(Beginning of DATASET)
PR #2143, opened 2026-09-10
Restrict implicit session file roots by audience

Aaronontheweb:
Public and Team file tools can currently receive the shared session directories as implicit roots. This change limits those implicit roots to Personal. Public and Team retain their current envelope, workspace, and exact own legacy log through the existing operation profile.

Children retain parent roots and restrictions. Versioned parent/child logs remain accessible within the same envelope. Legacy runs keep their own log access; separate cross-run logs require explicit authority. Existing configured roots, protected paths, shell restrictions, storage paths, and resumption behavior remain unchanged.

Validation:

- The unchanged policy failed 10 new boundary cases and passed six controls. The same 16 tests passed after the correction.
- The full actor suite passed 3,883 tests, with six platform-specific skips.
- Slopwatch, headers, strict OpenSpec validation, and whitespace checks passed.
- The full daemon suite passed 1,098 tests.
- Focused child-log and operations evals each passed five runs. Three local tests verify the child-log assertion fix.
- The first child-log eval passed three of five runs. One timed out; another exposed an assertion defect after a corrected call.
- Native Windows checks remain pending. No deployment or merge occurred.

This is the first change in a planned stack. Path-result conversion, attachment-destination checks, and the remaining result contracts stay in separate PRs.

Replaces #2131 with the same head commit. All branches for the native stack reside in this repository.

### DIFF
--- a/openspec/changes/unify-session-storage-and-temp/specs/netclaw-tools/spec.md
+++ b/openspec/changes/unify-session-storage-and-temp/specs/netclaw-tools/spec.md
@@ -395,29 +395,6 @@ The existing `file_read`, `file_search`, `file_list`, `file_write`,
 `file_edit`, and `attach_file` tools SHALL use this decision. They SHALL keep
 their existing output, pagination, query, and approval contracts.
 
-The Netclaw sessions root SHALL be a trusted root for parent and child runs.
-A path in another session SHALL use the same decision as any other path below
-that root. Session identity SHALL NOT add another access-control rule.
-
-The system SHALL NOT add a log-specific tool, ownership check, projection, or
-query language. `file_read` and `file_search` SHALL remain compatible with an
-active log writer on POSIX and Windows.
-
-#### Scenario: Example - one session reads another session's log
-
-- **GIVEN** the audience permits `file_read`
-- **AND** two sessions are below the Netclaw sessions root
-- **WHEN** one session requests the other session's canonical log path
-- **THEN** one `Read` path access decision allows the request
-- **AND** `file_read` applies its normal output bounds
-
-#### Scenario: Example - parent searches a child log
-
-- **GIVEN** a parent receives a child log path from `spawn_agent`
-- **WHEN** it calls `file_search` for that path
-- **THEN** the shared path access decision evaluates the request
-- **AND** the parent needs no shell or log-specific tool
-
 #### Scenario: Example - an active Windows log remains readable
 
 - **GIVEN** a log writer holds its append handle open
@@ -497,6 +474,67 @@ active log writer on POSIX and Windows.
 - **WHEN** any file operation requests that path
 - **THEN** the shared decision denies the request
 - **AND** no caller can bypass that result with another path policy
+
+### Requirement: Session file authority
+
+`PathAccessPolicy` SHALL derive session authority from the invocation audience
+and the current session storage. Personal MAY use the shared sessions and
+legacy logs roots. Public and Team SHALL NOT receive these shared roots as
+implicit authority. Explicit configured roots SHALL retain their authority.
+
+The current envelope and workspace SHALL remain roots for parent and child
+runs. A child SHALL inherit its parent's audience and workspace restrictions.
+Each legacy run MAY access its exact raw log through its operation profile.
+This exact-file grant SHALL NOT authorize the log's parent directory, adjacent
+files, or project declarations. Legacy cross-run logs SHALL receive no implicit
+grant. Child summaries and workspace artifacts SHALL remain available.
+
+The path decision SHALL retain profile, link, and protected-path checks.
+A storage ancestor used to inspect links SHALL NOT grant directory authority.
+Public and Team shell capability SHALL remain denied. Storage paths, audience
+derivation on resumption, and memory policy SHALL remain unchanged.
+
+The system SHALL NOT add a log-specific tool, ownership registry, projection,
+or query language. `file_read` SHALL support an exact legacy log. Directory
+search SHALL require directory authority. Reads SHALL remain compatible with
+an active log writer on POSIX and Windows.
+
+#### Scenario: Restricted session reads its own log
+
+- **GIVEN** a Public or Team session with the default file profiles
+- **WHEN** it requests its exact versioned or legacy raw log through `file_read`
+- **THEN** the path decision allows the read and applies normal output bounds
+- **AND** a `None` profile or protected path still denies access
+
+#### Scenario: Restricted session cannot inspect a sibling session
+
+- **GIVEN** a Public or Team session without an explicit root for a sibling
+- **WHEN** it reads, lists, searches, or attaches the sibling's files
+- **THEN** the path decision denies access before content or filenames escape
+- **AND** a Team write cannot change or create a sibling file
+
+#### Scenario: Personal session retains cross-session access
+
+- **GIVEN** a Personal session whose operation profile admits shared roots
+- **WHEN** it requests another session's ordinary raw log
+- **THEN** the same path decision permits the read
+- **AND** link and protected-path checks still apply
+
+#### Scenario: Parent and child share versioned session authority
+
+- **GIVEN** a Team parent and child with the same versioned envelope
+- **WHEN** either reads the other's log or shared workspace artifact
+- **THEN** its inherited roots permit the operation
+- **AND** neither can read an unrelated session without explicit authority
+
+#### Scenario: Legacy child keeps only its own raw log grant
+
+- **GIVEN** a Team parent and child with separate legacy raw log paths
+- **WHEN** either reads its own exact log
+- **THEN** the operation succeeds
+- **WHEN** either reads the other's log or enumerates the shared log parent
+- **THEN** access is denied without explicit authority
+- **AND** the parent can still read the child's shared-workspace artifacts
 
 ### Requirement: Git worktrees compose existing tools
 
--- a/src/Netclaw.Actors.Tests/Tools/SessionStorageFileAccessPolicyTests.cs
+++ b/src/Netclaw.Actors.Tests/Tools/SessionStorageFileAccessPolicyTests.cs
@@ -180,4 +180,260 @@ public sealed class SessionStorageFileAccessPolicyTests : IDisposable
         AssertDenied(decision, Path.GetFullPath(requestedPath));
         Assert.Contains("symlinked paths", decision.Error, StringComparison.Ordinal);
     }
+
+    [Theory]
+    [InlineData(TrustAudience.Public, false)]
+    [InlineData(TrustAudience.Team, false)]
+    [InlineData(TrustAudience.Personal, false)]
+    [InlineData(TrustAudience.Public, true)]
+    [InlineData(TrustAudience.Team, true)]
+    [InlineData(TrustAudience.Personal, true)]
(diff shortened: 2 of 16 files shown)


openspec/changes/unify-session-storage-and-temp/specs/netclaw-tools/spec.md
Aaronontheweb, line 1: LGTM - hardens the security requirements that we accidentally slacked in #2090 (which hasn't been shipped in any beta or stable releases yet)

src/Netclaw.Actors/Tools/PathAccessPolicy.cs
```diff
@@ -643,7 +670,11 @@ private static PathRelationship GetHostPathRelationship(
                 if (!PathUtility.IsWithinRoot(fullPath, root))
                     continue;
 
-                return PathUtility.ContainsSymlinkSegment(root, fullPath, includeRoot: true)
+                // A session path can pass through a symlink in a parent directory.
+                // Check those parents too, without allowing access to their other files.
+                var linkRoot = _sessionRoots.FirstOrDefault(storageRoot =>
+                    PathUtility.IsWithinRoot(root, storageRoot)) ?? root;
+                return PathUtility.ContainsSymlinkSegment(linkRoot, fullPath, includeRoot: true)
                     ? PathRelationship.CrossesLinkBoundary
```
Aaronontheweb, line 678: **Blocking — the link walk now treats the configured session roots as authority boundaries, and hard-denies symlinked setups for every audience.**

`linkRoot` widens the walk from the matched per-session envelope root up to the enclosing `_sessionRoots` entry, and `includeRoot: true` extends `ContainsSymlinkSegment` to test the configured sessions root itself.

If `~/.netclaw/sessions` — or `logs/sessions` — is itself a symlink or junction (the usual way to relocate session data to another volume), **every** session file access is denied for **every** audience, including Personal. The denial text also misnames the boundary: it says "symlinked paths inside the current session directory" when the link is *above* the session directory.

Two things this contradicts:

1. The PR body: *"Existing configured roots, protected paths, shell restrictions, storage paths, and resumption behavior remain unchanged."*
2. The guidance in `ContainsSymlinkSegment` itself — set `includeRoot` only "when the root itself is an authority boundary", and leave it false "for a root that was already resolved from an accepted platform alias". The configured session roots are accepted operator paths, so the previous `includeRoot: true` on the derived envelope root was the narrower, intended boundary.

No test covers the legitimate direction — the new tests only assert denial.

**Pick one and prove it with a test:**

- Keep the widened check, add a test that a symlinked configured sessions root denies, and state the new constraint in the PR body, the `netclaw-operations` skill, and the operations runbook; **or**
- restore `includeRoot: false` for the configured session roots and keep `includeRoot: true` only on the derived envelope root.

Either way, fix the denial message so it names the real boundary.

src/Netclaw.Actors/Tools/PathAccessPolicy.cs
```diff
@@ -631,7 +636,29 @@ private bool TryResolveWithinTrustedRoots(
...
+    {
+        var relationship = GetHostPathRelationship(fullPath, roots);
+        // Older sessions keep their logs together outside their individual session directories.
+        // Allow this session's log without exposing the other logs beside it.
+        // This must not bypass a failed link check or permit access to a whole project directory.
+        if (relationship != PathRelationship.OutsideTrustedRoots
+            || operation == FileOperation.DeclareProjectScope
+            || context.SessionStorage is not { Binding: null } storage
+            || !PathComparer.Equals(fullPath, storage.LogPath.Value))
+        {
```
Aaronontheweb, line 653: **Blocking (scope) — this carve-out is not read-only, so Public and Team can rewrite their own audit log.**

Only `DeclareProjectScope` is excluded. `Write`, `Edit`, and `Attach` all receive the grant, and the test added in this PR asserts the write case succeeds.

Not a regression — it is strictly narrower than the old whole-logs-root trust for all audiences and operations — but a Public-channel session that can rewrite or truncate its own audit log is an audit-integrity decision, not something that should ride on an operator-agnostic predicate. The documentation promises read access, not write:

- `feeds/skills/.system/files/netclaw-operations/SKILL.md:112-118` — "Legacy runs can **read** their own exact log".
- `openspec/specs/netclaw-tools/spec.md` — "Each legacy run can access its exact raw log"; the scenarios say **reads**.
- PR body — "exact own legacy log".

The comment above this predicate says only *"Allow this session's log without exposing the other logs beside it"* — which is a read grant.

**Fix:** restrict the carve-out to `FileOperation.Read` and `FileOperation.Attach`, keep `Write`/`Edit` denied outside trusted roots, and drop the write assertion in the test. If write **is** intended, say so explicitly in the spec, the skill, and the PR body.

src/Netclaw.Actors.Tests/Tools/SessionStorageFileAccessPolicyTests.cs
```diff
@@ -180,4 +180,260 @@ public void Linked_session_root_does_not_grant_file_access()
...
+            var context = CreateContext(storage, TrustAudience.Public);
+            var read = await new FileReadTool(new ToolConfig(), _policy).ExecuteAsync(ToolInput.Create("Path", storage.LogPath.Value), context, TestContext.Current.CancellationToken);
+            AssertReceipt(context, true);
+            Assert.Contains("first-marker", read);
+            await writer.WriteLineAsync("second-marker");
+        }
+        Assert.Contains("second-marker", await File.ReadAllTextAsync(storage.LogPath.Value, TestContext.Current.CancellationToken));
+        var team = CreateContext(storage, TrustAudience.Team);
+        await new FileEditTool(_policy).ExecuteAsync(ToolInput.Create("Path", storage.LogPath.Value, "OldString", "second-marker", "NewString", "changed-marker"), team, TestContext.Current.CancellationToken);
+        AssertReceipt(team, true);
```
Aaronontheweb, line 437: This assertion pins the **write** grant on a legacy session's own raw log as intended behaviour (`file_edit` on `storage.LogPath.Value` as Team succeeds). If the carve-out is meant to be read-only per the spec and skill wording, delete this assertion together with the `Write`/`Edit` grant. Worth an explicit yes/no before this merges — see the inline note on `PathAccessPolicy.cs:649-652`.

src/Netclaw.Actors.Tests/Tools/SessionStorageFileAccessPolicyTests.cs
```diff
@@ -180,4 +180,260 @@ public void Linked_session_root_does_not_grant_file_access()
...
+    [InlineData(false)]
+    [InlineData(true)]
+    public async Task AuthorityRegression_Links_check_ancestors_above_the_current_root(bool legacy)
+    {
+        var outside = Path.Combine(_directory.Path, "outside");
+        Directory.CreateDirectory(outside);
+        var storageBase = legacy ? _paths.SessionLogsDirectory : _paths.SessionsDirectory;
+        var link = Path.Combine(storageBase, "linked");
+        Directory.CreateSymbolicLink(link, outside);
+        var storage = legacy
```
Aaronontheweb, line 339: **Nit — no platform guard.** `Directory.CreateSymbolicLink` requires Developer Mode or elevation on Windows, so this test red-fails for an environmental reason there. The PR body already states native Windows checks remain pending; either add a skip guard or confirm CI actually covers Windows for this suite.

src/Netclaw.Actors/Tools/PathAccessPolicy.cs
```diff
@@ -643,7 +670,11 @@ private static PathRelationship GetHostPathRelationship(
                 if (!PathUtility.IsWithinRoot(fullPath, root))
                     continue;
 
-                return PathUtility.ContainsSymlinkSegment(root, fullPath, includeRoot: true)
+                // A session path can pass through a symlink in a parent directory.
+                // Check those parents too, without allowing access to their other files.
+                var linkRoot = _sessionRoots.FirstOrDefault(storageRoot =>
```
Aaronontheweb, line 675: **Nit — measurable syscall growth per evaluated path.** `IsWithinRoot` calls `Path.GetFullPath` once per candidate root on every evaluation, and the walk now spans every segment from the session root down to the file instead of from the envelope root down. `ContainsSymlinkSegment` performs at least one `File.Exists`/`Directory.Exists` per segment over that longer span. `file_search` evaluates many candidate paths, so the count scales with session depth. Not a blocker at current depths — worth measuring before deep session layouts land.

Aaronontheweb:
I checked the comments against this PR and its predecessor. These concerns do not require code changes.

The ten `Path.Combine` warnings are false positives. Each later argument is a fixed relative name, so the first argument remains intact.

[Original comment](https://github.com/netclaw-dev/netclaw/pull/2143#discussion_r3983796357)

This restriction exists before the PR. At `6e5cf7b3`, `AddSessionRoots` adds the shared session directories first. `GetHostPathRelationship` checks them with `includeRoot: true` and returns when it finds a link.

The new code checks the same ancestor after the permitted directory becomes narrower. Interactive `Mode.All` access still returns before this check. The claimed new denial for every audience does not occur. Removing the ancestor check would weaken the existing protection.

[Original comment](https://github.com/netclaw-dev/netclaw/pull/2143#discussion_r3983800606)

CI covers Windows for this suite. `.github/workflows/pr_validation.yml` includes `windows-latest` in its test matrix. The PR currently reports `Test-windows-latest SUCCESS`. I did not run Windows locally. This confirms the requested CI coverage.

[Original comment](https://github.com/netclaw-dev/netclaw/pull/2143#discussion_r3983800279)

The existing write profile still controls log edits. The agreed scope preserves own-log writes when that profile permits them. This exception narrows which log a session can use; it does not enable a disabled operation.

`TryResolvePath` rejects `ToolFilesystemMode.None` before this helper runs. Public writes remain denied under the default profile. Team edits remain allowed by its existing write profile. The read examples describe supported access; they do not make logs immutable. An immutable-log requirement would be a separate policy change.

[Original comment](https://github.com/netclaw-dev/netclaw/pull/2143#discussion_r3983800415)

This assertion is intentional. The scope preserves own-log writes where the current write profile permits them. The Team edit verifies that compatibility. Separate profile-denial tests preserve `Mode.None`. Removing this assertion would remove coverage for an agreed requirement.

GitHub rejected inline replies because this account already has a draft review. This response leaves that draft unchanged.

Aaronontheweb:
[The syscall-cost note](https://github.com/netclaw-dev/netclaw/pull/2143#discussion_r3983800766) identifies a real tradeoff. The path check must inspect the storage ancestors to reject links above the session directory. I retained that check.

No benchmark establishes a performance defect at the current directory depths. I left this nonblocking measurement note open. I did not add a cache or change the authority checks.

src/Netclaw.Actors/Tools/PathAccessPolicy.cs
```diff
@@ -697,8 +719,12 @@ private IReadOnlyList<string> ResolveUnattendedTrustedRoots(ToolInvocationContex
 
     private void AddSessionRoots(List<string> roots, ToolInvocationContext context)
     {
-        roots.AddRange(_sessionRoots);
+        // These shared directories expose other sessions' files. Only Personal gets that access by default.
+        if (context.Audience == TrustAudience.Personal)
```
Aaronontheweb, line 723: LGTM

Aaronontheweb (commented):
LGTM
(End of DATASET)
- [EXERCISE DETAILS] Write down again the exact lines running from the beginning of the data to the line containing "- Native Windows", with both ends included.

- [WRITTEN SOLUTION]
PR #2143, opened 2026-09-10
Restrict implicit session file roots by audience

Aaronontheweb:
Public and Team file tools can currently receive the shared session directories as implicit roots. This change limits those implicit roots to Personal. Public and Team retain their current envelope, workspace, and exact own legacy log through the existing operation profile.

Children retain parent roots and restrictions. Versioned parent/child logs remain accessible within the same envelope. Legacy runs keep their own log access; separate cross-run logs require explicit authority. Existing configured roots, protected paths, shell restrictions, storage paths, and resumption behavior remain unchanged.

Validation:

- The unchanged policy failed 10 new boundary cases and passed six controls. The same 16 tests passed after the correction.
- The full actor suite passed 3,883 tests, with six platform-specific skips.
- Slopwatch, headers, strict OpenSpec validation, and whitespace checks passed.
- The full daemon suite passed 1,098 tests.
- Focused child-log and operations evals each passed five runs. Three local tests verify the child-log assertion fix.
- The first child-log eval passed three of five runs. One timed out; another exposed an assertion defect after a corrected call.
- Native Windows checks remain pending. No deployment or merge occurred.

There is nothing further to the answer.